Gebreyesus Grum, Lund Mogens Sandø, Sahana Goutam, Su Guosheng
Center for Quantitative Genetics and Genomics, Aarhus University, Tjele, Denmark.
Front Genet. 2021 Jul 19;12:667300. doi: 10.3389/fgene.2021.667300. eCollection 2021.
This study investigated effects of integrating single-nucleotide polymorphisms (SNPs) selected based on previous genome-wide association studies (GWASs), from imputed whole-genome sequencing (WGS) data, in the conventional 54K chip on genomic prediction reliability of young stock survival (YSS) traits in dairy cattle. The WGS SNPs included two groups of SNP sets that were selected based on GWAS in the Danish Holstein for YSS index (YSS_SNPs, = 98) and SNPs chosen as peaks of quantitative trait loci for the traits of Nordic total merit index in Denmark-Finland-Sweden dairy cattle populations (DFS_SNPs, = 1,541). Additionally, the study also investigated the possibility of improving genomic prediction reliability for survival traits by modeling the SNPs within recessive lethal haplotypes (LET_SNP, n = 130) detected from the 54K chip in the Nordic Holstein. De-regressed proofs (DRPs) were obtained from 6,558 Danish Holstein bulls genotyped with either 54K chip or customized LD chip that includes SNPs in the standard LD chip and some of the selected WGS SNPs. The chip data were subsequently imputed to 54K SNP together with the selected WGS SNPs. Genomic best linear unbiased prediction (GBLUP) models were implemented to predict breeding values through either pooling the 54K and selected WGS SNPs together as one genetic component (a one-component model) or considering 54K SNPs and selected WGS SNPs as two separate genetic components (a two-component model). Across all the traits, inclusion of each of the selected WGS SNP sets led to negligible improvements in prediction accuracies (0.17 percentage points on average) compared to prediction using only 54K. Similarly, marginal improvement in prediction reliability was obtained when all the selected WGS SNPs were included (0.22 percentage points). No further improvement in prediction reliability was observed when considering random regression on genotype code of recessive lethal alleles in the model including both groups of the WGS SNPs. Additionally, there was no difference in prediction reliability from integrating the selected WGS SNP sets through the two-component model compared to the one-component GBLUP.
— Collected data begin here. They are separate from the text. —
Issue #44, opened 2021-04-06
Support a histogram backed timer.


avolokhov:
#### Motivation Behind Feature
Hi, @MrLotU. 
When adapting prometheus data types to swift-metrics api, there's multiple ways to back API types with prometheus types. In particular, both `Summary` and `Histogram` can serve as a backend for `Timer`. In their docs, prometheus compares `Summary` and `Histogram` implementations: https://prometheus.io/docs/practices/histograms/#quantiles.
One major difference there is that `Summary` backed values are not aggregatable. For server side application it's common to have multiple replicas of your backend. This makes `Summary` based timer a show stopper.

#### Feature Description
For the reference (it contradicts my point, but I still have to mention it
One solution I see is to make `MetricsFactory` conformance a wrapper and not an extension to `PrometheusClient`. This will make the code much more flexible, allow users to pick/write their own `MetricsFactory` conformance and potentially help us with more elaborate Prometheus -> swift-metrics adapters (see my other issue https://github.com/MrLotU/SwiftPrometheus/issues/36; being able to store `baseLabels` separately from `PrometheusClient` will simplify the solution).

#### Alternatives or Workarounds
It contradicts my point, but I have to mention that [java dropwizard adapter](https://github.com/prometheus/client_java/blob/master/simpleclient_dropwizard/src/main/java/io/prometheus/client/dropwizard/DropwizardExports.java#L144) uses `Summary` as a backed for `Timer`. However, it still forces an anti pattern 
```
avg(http_request_duration_seconds{quantile="0.95"}) // BAD!
```
Prometheus mentions on their docs. 
Python prometheus-flask-exporter [uses](https://pypi.org/project/prometheus-flask-exporter/) Histogram as backing type for timer.

In my local fork I wrap PrometheusClient with a custom metrics factory that does this:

本研究调查了将基于既往全基因组关联研究(GWAS)从推算的全基因组测序(WGS)数据中选择的单核苷酸多态性(SNP)整合到传统的54K芯片中,对奶牛幼畜存活(YSS)性状基因组预测可靠性的影响。WGS SNP包括两组SNP集,一组是基于丹麦荷斯坦牛YSS指数的GWAS选择的(YSS_SNP,n = 98),另一组是在丹麦-芬兰-瑞典奶牛群体的北欧总效益指数性状中被选为数量性状基因座峰值的SNP(DFS_SNP,n = 1,541)。此外,该研究还调查了通过对北欧荷斯坦牛54K芯片中检测到的隐性致死单倍型内的SNP进行建模(LET_SNP,n = 130)来提高存活性状基因组预测可靠性的可能性。从6558头用54K芯片或定制LD芯片(包括标准LD芯片中的SNP和一些选定的WGS SNP)进行基因分型的丹麦荷斯坦公牛中获得去回归证明(DRP)。随后将芯片数据与选定的WGS SNP一起推算为54K SNP。实施基因组最佳线性无偏预测(GBLUP)模型,通过将54K和选定的WGS SNP合并为一个遗传成分(单成分模型)或考虑54K SNP和选定的WGS SNP为两个独立的遗传成分(双成分模型)来预测育种值。在所有性状中,与仅使用54K进行预测相比,纳入每个选定的WGS SNP集导致预测准确性的提高可忽略不计(平均0.17个百分点)。同样,当纳入所有选定的WGS SNP时,预测可靠性有小幅提高(0.22个百分点)。在包括两组WGS SNP的模型中,考虑对隐性致死等位基因的基因型编码进行随机回归时,未观察到预测可靠性有进一步提高。此外,与单成分GBLUP相比,通过双成分模型整合选定的WGS SNP集在预测可靠性方面没有差异。